• _Assignment_
Check each line below for the word "window", then please report how many lines have it and nothing more.
--- START ---
PR #401, opened 2021-08-20
Improve NBT editor

Podshot:
Reworked the NBT editor to use an abstracted representation of a NBT structure instead of actual NBT objects. This allows for much cleaner handling of adding/removing items from container types (`TAG_Compound`/`TAG_List`), as well as simplifying the UI code to reduce the need to handle edge cases.

Changes:
- Input NBT objects are parsed to a representation format that keeps track of the parent containing it
- Tree building logic is less complex and cleaner
- NBT editing/adding dialogs are separate from each other
- Removed the need for a callback (current NBT state can be accessed via the `.nbt` property)

### DIFF
--- a/amulet_map_editor/api/wx/ui/nbt_editor.py
+++ b/amulet_map_editor/api/wx/ui/nbt_editor.py
@@ -161,7 +161,7 @@ class NBTEditor(simple.SimplePanel):
         tag_name, tag_obj = self.tree.GetItemData(evt.GetItem())
 
         menu = self._generate_menu(
-            isinstance(tag_obj, (MutableMapping, MutableSequence))
+            isinstance(tag_obj, (MutableMapping, MutableSequence, nbt.NBTFile))
         )
         self.PopupMenu(menu, evt.GetPoint())
         menu.Destroy()
@@ -265,6 +265,15 @@ class EditTagDialog(wx.Frame):
     GRID_ROWS = 3
     GRID_COLUMNS = 4
 
+    DEFAULT_VALUES = {
+        "TAG_Int": "0",
+        "TAG_Long": "0",
+        "TAG_Short": "0",
+        "TAG_Byte": "0",
+        "TAG_Float": "0.0",
+        "TAG_Double": "0.0"
+    }
+
     def __init__(
         self, parent, tag_name, tag, tag_types, create=False, save_callback=None
     ):
@@ -345,11 +354,18 @@ class EditTagDialog(wx.Frame):
 
     def value_changed(self, evt):
         tag_value = evt.GetString()
-        self.value_field.ChangeValue(str(self.data_type_func(tag_value)))
+        try:
+            self.value_field.ChangeValue(str(self.data_type_func(tag_value)))
+        except ValueError:
+            self.value_field.ChangeValue(self.DEFAULT_VALUES[tag_value])
 
     def handle_radio_button(self, tag_type, evt):
         for rd_btn in self.radio_buttons:
             rd_btn.SetValue(rd_btn.nbt_tag_class == tag_type)
+        if tag_type in ("TAG_Compound", "TAG_List"):
+            self.value_field.Disable()
+        elif not self.value_field.Enabled:
+            self.value_field.Enable()
         self.change_tag_type_func(tag_type)
 
     def change_tag_type_func(self, tag_type):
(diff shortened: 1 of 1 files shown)


amulet_map_editor/api/wx/ui/nbt_editor.py
```diff
@@ -1,26 +1,197 @@
...
+        raise NotImplementedError
+
+    def build_nbt(self):
+        raise NotImplementedError
+
+
+class ParsedNBTValue(ParsedNBT):
+    __slots__ = ParsedNBT.__slots__ + [
+        "_value",
+    ]
```
gentlegiantJGC, line 72: You can just re-define `__slots__` as ("_value",) and it will extend the parent

amulet_map_editor/api/wx/ui/nbt_editor.py
```diff
@@ -1,26 +1,197 @@
...
+
+        return container
+
+
+def parse_nbt(
+    _nbt: Union[nbt.NBTFile, nbt.TAG_Compound, MutableMapping],
+    parent: ParsedNBTContainer = None,
+):
+    for key, value in _nbt.items():
+        if isinstance(value, MutableMapping):
```
gentlegiantJGC, line 167: I think this might break with the python version of the nbt library. Please can you test all of this with the python version as well

gentlegiantJGC:
There are still some issues that need ironing out but it does look good.
I re-added the old example nbt because you had it linked to a file on your PC but the old NBT cannot be displayed.
For some reason it cannot display non-container data that is either the root or in the first level.
This NBT viewer should be able to display any valid nbt or NBTFile

gentlegiantJGC:
The tree should really have one root node and all of the NBT should be a sub-entry under that node.

gentlegiantJGC:
Bugs:
These things cannot be displayed
```py
nbt.TAG_Compound({})  # This shows nothing
nbt.TAG_String("hello")  # This causes a crash
nbt.TAG_Compound({"str": nbt.TAG_String("hello")})  # This causes a crash
```

I cannot edit arrays.
Not really a bug but I intuitively double click on items to edit them. I don't think that should be too difficult to add.
wx assertion error when deleting the "root" compound tag (note this is not actually the root of the NBT)
The add nbt tag window is not big enough by default to see the save/cancel buttons
The icons in the new tag window could be closer to the radio button they are associated with. It currently looks like they are associated to the one to the right not the left.
Creating a tag in a list asks me for a name. Tags in lists do not have names
I am able to create tags of different types in a list. NBT can only have one type in a list
I can create two tags in a compound with the same name

amulet_map_editor/api/wx/ui/nbt_editor.py
```diff
@@ -585,7 +585,7 @@ def _save(self, _):
 
 if __name__ == "__main__":
     level_dat = nbt.load(
-        r"C:\Users\gotharbg\Documents\Python Projects\Amulet-Core\tests\worlds_src\java_vanilla_1_13\level.dat"
+        b"\x0A\x00\x0B\x68\x65\x6C\x6C\x6F\x20\x77\x6F\x72\x6C\x64\x08\x00\x04\x6E\x61\x6D\x65\x00\x09\x42\x61\x6E\x61\x6E\x72\x61\x6D\x61\x00"
```
Podshot, line 588: This is an invalid NBT bytestring, since the `TAG_String` is not wrapped in a `TAG_Compound` which is the reason this string crashes the UI

gentlegiantJGC: And a tag string can be standalone in the binary format it just isn't used

Podshot: I thought all valid NBT had to be wrapped in a `TAG_Compound`? The NBTFile object shouldn't be acting as that `TAG_Compound`

Podshot: I'm referencing this page for whether the byte string is valid NBT or not: https://wiki.vg/NBT#Specification

gentlegiantJGC: I think you are misreading it a bit. I assume you are referring to this line:
`Every NBT file will always implicitly be inside a tag compound, and also begin with a TAG_Compound`. The main word being `implicitly`

Normally a dictionary will own the keys and store the values under those keys. Binary NBT is defined a bit backwards. 
Instead of the compound tag owning the keys, the tag itself owns the keys. This is because the root tag also has a name.

The implicit compound tag is there to store the leading name however it is only used in Java level.dat files. Everywhere else it is blank. The NBTFile class is just there to handle the leading name if it isn't blank.

It is a bit complex. I am not sure if I explained it that well

gentlegiantJGC: This is the code you will need to read a bedrock level.dat file
```py
with open(path, "rb") as f:
        f.read(8)
        dat = f.read()
        level_dat = nbt.load(
            dat,
            little_endian=True
        )
```

gentlegiantJGC: Also while doing some debugging I realised our nbt library cannot de-serialise binary root tags that are not compound tags. This isn't really an issue though since I don't think it is ever used but they can be constructed either from SNBT or by directly using the classes so the viewer should be able to display them.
--- END ---
• _Completed task_
2